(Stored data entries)
·····

PR #4599, opened 2016-09-06
Move SovietConversion to Spacedock

politas:
Whole bunch of changes and reviving the old identifier
Closes #4459


politas:
#rebuiild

·····

= Requirement =
Every word in the records must appear in your copy exactly as it does above.

= Answer to this problem =
PR #4599, opened 2016-09-06
Move SovietConversion to Spacedock

politas:
Whole bunch of changes and reviving the old identifier
Closes #4459


politas:
#rebuiild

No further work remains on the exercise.